Do your homework first

Just because another website looks similar to yours doesn’t mean that copyright in your website has been infringed.

If you have independently created the website then you’ll generally own the copyright in it (i.e. in the layout, text and photos). However if a third party has developed your website for you, the copyright may not even be owned by you. So, check your ownership status first to ensure you own the copyright or have a right to sue for infringement.

Even where you own the copyright, copyright will only stop someone pinching the whole or a substantial part of your website contents, but they do need to copy. You can’t stop someone coming up with the same website idea as you independently.

To prove copyright infringement, you’d need to show that:

  • You own the copyright in your website (i.e. you can prove that things such as the text and photos and website layout are your own creation; or you have been assigned the copyright; or even that the copyright has been exclusively licensed to you);
  • that the other person has produced the whole or a substantial copy of the material on your website; and
  • that the other person had access to your website, or the material on it; and they have copied your material.

So you should spend time getting these issues straight first, before you go after someone - the fallout from an incorrect allegation can be embarrassing and damage your reputation. A good IP lawyer can help you identify whether you have a claim worth pursuing.     

Domain Names

What is an internet domain name and how does it work? 

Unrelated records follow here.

PR #1269, opened 2019-02-07
docs: update string escaping section of design.md

vangent:


internal/docs/design.md
```diff
@@ -553,12 +553,15 @@ names, metadata keys, etc.). A couple of specific examples:
 
 These differences lead to a loss of portability and predictability for users.
 
-To resolve this issue, we insist that Go CDK can handle any string, and force
-drivers to use escaping mechanisms to handle strings that the underlying
+To resolve this issue, we insist that Go CDK can handle any UTF-8 string, and
```
jba: I think this is a reasonable choice, but it does mean that we will fail if someone is using binary. That may be very unlikely for attribute keys but less so for values.

We should at least document that here.

Actually, encoding of a non-UTF-8 string will only fail for providers that do escaping, which is not ideal. Maybe all providers should check that their input is valid UTF-8.

internal/docs/design.md
```diff
@@ -553,12 +553,15 @@ names, metadata keys, etc.). A couple of specific examples:
...
+force drivers to use escaping mechanisms to handle strings that the underlying
 provider can't handle. We enforce driver compliance with conformance tests.
 
-As an example, a driver for a provider that only allows underscores and ASCII
-characters might escape the string `foo.bar` to `foo__0x2e__bar`.
+We try to use URL encoding as the escaping mechanism where possible; however,
+sometimes it is not and we'll use custom escaping. As an example, a driver for a
+provider that only allows underscores and ASCII characters might escape the
```
jba: s/ASCII characters/ASCII alphanumeric characters/

internal/docs/design.md
```diff
@@ -594,13 +597,22 @@ Sample code for the helper for escaping strings:
 // package escape provider helpers for escaping and unescaping strings.
 package escape
 
-// Escape returns s, with all bytes for which shouldEscape returns true
-// escaped.
+// Escape returns s, with all runes for which shouldEscape returns true
+// escaped to "__0xXXX__", where XXX is the hex representation of the rune
```
jba: Don't you need four X's?

internal/docs/design.md

internal/docs/design.md
vangent: Yes, done. Although it's not always 4 hex digits. But I think the example demonstrates that.

internal/docs/design.md
vangent: I documented that the behavior for non-UTF-8 strings is currently undefined and filed an issue to consider erroring out in the concrete type.

vangent:
PTAL.

PR #1272, opened 2019-02-07
secrets: add ErrorAs function to Keeper

shantuo:
Fixes: #1261


secrets/awskms/kms.go
```diff
@@ -14,12 +14,19 @@
...
+// awskms exposes the following type for As:
+//  - Error: awserr.Error
 package awskms // import "gocloud.dev/secrets/awskms"
 
 import (
 	"context"
 	"errors"
 
+	"github.com/aws/aws-sdk-go/aws/awserr"
+
```
vangent: Nit: no need for blank line here.

secrets/drivertest/drivertest.go
```diff
@@ -54,6 +64,16 @@ func RunConformanceTests(t *testing.T, newHarness HarnessMaker) {
 	t.Run("TestDecryptMalformedError", func(t *testing.T) {
 		testDecryptMalformedError(t, newHarness)
 	})
+	t.Run("TestAs", func(t *testing.T) {
```
vangent: You can also add a conformance `AsTest` that verifies `As` fails when passed `nil`:

https://github.com/google/go-cloud/blob/master/runtimevar/drivertest/drivertest.go#L72-L93
https://github.com/google/go-cloud/blob/master/runtimevar/drivertest/drivertest.go#L119-#L119

secrets/example_test.go
```diff
@@ -0,0 +1,63 @@
...
+import (
+	"context"
+	"fmt"
+	"log"
+
+	"gocloud.dev/secrets/gcpkms"
+	"google.golang.org/grpc/status"
+)
+
+func ExampleKeeper_ErrorAs() {
```
vangent: We need an example for using `secrets` overall. I don't think any of our packages have examples for using `As`.

I suggest:

* Dropping this file from the PR.
* Send a separate PR adding this file, but make the example use `localsecrets` and actually work.

I filed a separate PR (#1274) to improve the documentation/examples for `As`, so we can handle the `As` example there.

secrets/localsecrets/localsecrets.go
```diff
@@ -78,5 +78,10 @@ func (k *keeper) Decrypt(ctx context.Context, message []byte) ([]byte, error) {
 	return decrypted, nil
 }
 
+// ErrorAs implements driver.Keeper.ErrorAs.
```
vangent: Please add an `As` section to the package docstring just saying that it doesn't support any types for `As`.
https://github.com/google/go-cloud/blob/master/blob/memblob/memblob.go#L27-L29

secrets/vault/vault.go
```diff
@@ -96,6 +96,11 @@ func (k *keeper) Encrypt(ctx context.Context, plaintext []byte) ([]byte, error)
 	return []byte(secret.Data["ciphertext"].(string)), nil
 }
 
+// ErrorAs implements driver.Keeper.ErrorAs.
```
vangent: Same here, add to package docstring even if it doesn't support any types.

What error type does `Vault` return? Maybe add to the `TODO` below, something like "classify vault error codes and add a type for ErrorAs".

secrets/drivertest/drivertest.go
shantuo: Done.

secrets/example_test.go
shantuo: Done.

secrets/localsecrets/localsecrets.go
shantuo: Done.

secrets/vault/vault.go
shantuo: Done.

jba:
LGTM.

PR #1273, opened 2019-02-07
pubsub: remove looping logic from getNextBatch to eliminate a race condition

### LINKED ISSUE #1238: pubsub/tests: TestReceiveReturnsErrorFromSendAcks is flaky

ijt:
Fixes #1238.

There was a race condition: If `m.Ack()` results in a permanent error, that should be reported from the next call to `sub.Receive()` but if `sub.Receive()` acquires the subscription's mutex before that permanent error occurs then the call to `getNextBatch()` goes into an infinite loop waiting for a non-empty batch. This change replaces the empty batch loop in `getNextBatch()` with just its body so that it will return and the check for unrecoverable errors within `Receive()` can be reached again even if no more messages come in.

Before:
```
[ ~/src/gocloud.dev/pubsub ] go test -run=TestReceiveReturnsErrorFromSendAcks -count=10000
--- FAIL: TestReceiveReturnsErrorFromSendAcks (5.00s)
    acks_test.go:341: got context deadline exceeded; last error: <nil>, want SendAcks failed
--- FAIL: TestReceiveReturnsErrorFromSendAcks (5.00s)
    acks_test.go:341: got context deadline exceeded; last error: <nil>, want SendAcks failed
FAIL
exit status 1
FAIL	gocloud.dev/pubsub	10.658s
```
After:
```
[ ~/src/gocloud.dev/pubsub ] go test -run=TestReceiveReturnsErrorFromSendAcks -count=100000
PASS
ok  	gocloud.dev/pubsub	5.469s
```

### DIFF
--- a/pubsub/pubsub.go
+++ b/pubsub/pubsub.go
@@ -422,25 +422,15 @@ func (s *Subscription) Receive(ctx context.Context) (_ *Message, err error) {
 // getNextBatch gets the next batch of messages from the server and returns it.
 func (s *Subscription) getNextBatch(ctx context.Context, nMessages int) ([]*Message, error) {
 	var msgs []*driver.Message
-	for len(msgs) == 0 {
-		// Allow unrecoverable errors from acks to be detected and reported.
-		s.mu.Lock()
-		err := s.err
-		s.mu.Unlock()
-		if err != nil {
-			return nil, err
-		}
-
-		err = retry.Call(ctx, gax.Backoff{}, s.driver.IsRetryable, func() error {
-			var err error
-			ctx2 := s.tracer.Start(ctx, "driver.Subscription.ReceiveBatch")
-			defer func() { s.tracer.End(ctx2, err) }()
-			msgs, err = s.driver.ReceiveBatch(ctx2, nMessages)
-			return err
-		})
-		if err != nil {
-			return nil, wrapError(s.driver, err)
-		}
+	err := retry.Call(ctx, gax.Backoff{}, s.driver.IsRetryable, func() error {
+		var err error
+		ctx2 := s.tracer.Start(ctx, "driver.Subscription.ReceiveBatch")
+		defer func() { s.tracer.End(ctx2, err) }()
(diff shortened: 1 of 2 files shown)


pubsub/pubsub.go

Do you use a name in the internet address of your website (eg. “sghmartineau.com”)?

If so, this is your domain name. Essentially, your domain name lets other people find your website. Each domain name has two parts. The first part of the domain name can be a combination of letters and numbers, though most businesses try to choose a name that relates to them, such as the name of their company or product.

The second part of the name shows which domain name registrar has issued the domain name. Some domain names are available to be registered by any person or organisation (such as co.uk domain names which are issued by Nominet). Others can only be registered by certain organisations (such as .ac.uk domain names which are only available to academic institutions).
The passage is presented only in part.